Book Synopsis Fallen Nature, Fallen Selves by : Michael Moriarty
Download or read book Fallen Nature, Fallen Selves written by Michael Moriarty and published by . This book was released on 2006 with total page 430 pages. Available in PDF, EPUB and Kindle. Book excerpt: This is an investigation of psychological and ethical thought in 17th century France, emphasising both continuities and discontinuities with ancient and medieval thought. It looks at the subtlety and complexity of psychological analysis that characterises the period and examines the effect of religious doctrines.
Book Synopsis Historical Dictionary of France by : Gino Raymond
Download or read book Historical Dictionary of France written by Gino Raymond and published by Scarecrow Press. This book was released on 2008-10-23 with total page 529 pages. Available in PDF, EPUB and Kindle. Book excerpt: From the construction of Notre Dame and the Eiffel Tower to the Fall of the Bastille and the Declaration of the Rights of Man and the Citizen to NapolZon Bonaparte's defeat at Waterloo to Albert Camus' L'Etranger and the existentialism of Jean-Paul Sartre, France has been a part of some of the greatest and most memorable events in human history. Author Gino Raymond relates the history of these events in the second edition of the Historical Dictionary of France. Through a chronology, an introductory essay, a bibliography, and hundreds of cross-referenced dictionary entries on kings, politicians, authors, architects, composers, artists, and philosophers, a thorough history of France is presented.

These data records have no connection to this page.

PR #1167, opened 2019-04-01
Update docker version

ankitkumarr:
Technically, this change wouldn't be needed unless with update python-worker version. But probably a good idea to keep things updated.


ahmelsayed:
also the new image is 700 MB smaller than the old one :)

PR #1180, opened 2019-04-05
fixes #1164 - verify version before start action

### LINKED ISSUE #1164: `func host start` should either spawn the right `python` process or error out
Right now `func host start` will spawn a `python` process for Python functions. For some users, `python` refers to Python 2 while `python3` refers to Python 3. 

Given that it is the host that spawns the `python` process, `func` should either supply the right information to the host (using `worker.config.json`) or check the Python version using `python` and fail with the right information to let the users know that they need to alias `python` to Python 3.

\cc @asavaritayal @mebibou

ankitkumarr:


ahmelsayed:
I think the title of the PR (and commit) is wrong, but other than that, it might be also nice to print the actual version of python being used.

ankitkumarr:
@ahmelsayed, oops, sorry, fixing the heading and the commit name. Regarding the version, we do print it if it's not the right version - https://github.com/Azure/azure-functions-core-tools/blob/4adac7830008a1d6118428edbfe3923488b59f60/src/Azure.Functions.Cli/Helpers/PythonHelpers.cs#L88

PR #465, opened 2025-07-04
Npins support

Rexcrazy804:
Enables overriding inputs on non flake systems.


Rexcrazy804:
might have to relocate buildRustApp.nix and document how this can be used.

Rexcrazy804:
for anyone interested in seeing how its used in a npins based nixos configuration at its present state, you may refer [this pr](https://github.com/Rexcrazy804/Zaphkiel/pull/52)

blitz (changes requested):
Hi @Rexcrazy804, thanks for the contribution. Unfortunately, we can't accept it in this state, because it duplicates dependency management and we as maintainers would have to bump dependencies in two places.

So while I'm sympathetic to your usecase, my requirement would be to:

1. Not track dependencies in two places.
2. Still be able to use a bot for dependency bumping.

Also, I think some version of flake-compat can already do what you want: https://github.com/nilla-nix/flake-compat?tab=readme-ov-file#usage

Let me document this.

Rexcrazy804:
I suppose we could remove the npins folder and mandate sources to be passed externally, this is typically what will be done on the user's end and they'll probably `npins import-flake` the `flake.lock` of this repo or add em manually. I'll document the required sources. This should resolve the points you've raised

Rexcrazy804:
I've tried working with that fork of flake-compat a while ago but was unable to succeed with the overrides. I'll attempt to try that again and hopefully assist you with documenting it if that is preferred.

blitz:
Does #469 work for you?

Rexcrazy804:
A bit occupied to test it out now but, the expressions there does look good to me

Rexcrazy804:
closing this pr

PR #469, opened 2025-07-24
docs: add docs for input-overriding without flakes

blitz:
This PR adds documentation how to override the nixpkgs used by Lanzaboote, if you don't want to use flakes. For this we use https://github.com/nilla-nix/flake-compat.

Compared to #465 we avoid having to track dependencies in multiple places.

While I was here I also changed our examples to use `npins` instead of `niv`, because this seems to be more popular these days.


nikstur:
Closed in favour of #504

PR #473, opened 2025-07-30
Delete comment

qm3ster:
No it doesn't

### DIFF
--- a/rust/uefi/stub/src/thin.rs
+++ b/rust/uefi/stub/src/thin.rs
@@ -126,7 +126,6 @@ pub fn boot_linux(handle: Handle, dynamic_initrds: Vec<Vec<u8>>) -> uefi::Result
     // Therefore, it is normal to not verify their hashes against a configuration.
 
     /// Compute the necessary padding based on the provided length
-    /// It returns None if no padding is necessary.
     fn compute_pad4(len: usize) -> Vec<u8> {
         vec![0u8; (4 - (len % 4)) % 4]
     }


blitz:
Looks good to me as well. @qm3ster Can you squash your changes into one commit with a commit message that matches the others? I'll give this a try on my system when I get a chance!

rust/uefi/stub/src/thin.rs
```diff
@@ -125,19 +124,15 @@ pub fn boot_linux(handle: Handle, dynamic_initrds: Vec<Vec<u8>>) -> uefi::Result
...
     // Therefore, it is normal to not verify their hashes against a configuration.
 
-    /// Compute the necessary padding based on the provided length
-    fn compute_pad4(len: usize) -> Vec<u8> {
-        vec![0u8; (4 - (len % 4)) % 4]
-    }
-
-    initrd_data.append(&mut compute_pad4(initrd_data.len()));
+    // Pad to align
+    initrd_data.resize(initrd_data.len().next_multiple_of(4), 0);
```
nikstur: I don't think this is correct. Previously we essentially doubled the size of `initrd_data` by appending a vec of zeros of it's own length. Now, we resize it to it's own length. Which basically only aligns the size to a multiple of four but otherwise is  a no-op.

nikstur (changes requested):

qm3ster:
Sorry for being unresponsive, and thank you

Book Synopsis Orientalism in French Classical Drama by : Michèle Longino
Download or read book Orientalism in French Classical Drama written by Michèle Longino and published by Cambridge University Press. This book was released on 2006-03-16 with total page 296 pages. Available in PDF, EPUB and Kindle. Book excerpt: Michèle Longino examines the ways in which Mediterranean exoticism inflects the themes represented in French classical drama. Longino explores plays by Corneille, Molière and Racine; Le Cid, Médée, and Le bourgeois gentilhomme among others. She offers a consideration of the role the staging of the near Orient played in shaping a sense of French colonial identity. Drawing on histories, travel journals, memoirs and correspondence, and bringing together literary and historical concerns, Longino considers these dramatisations in the context of French-Ottoman relations at the time of their production.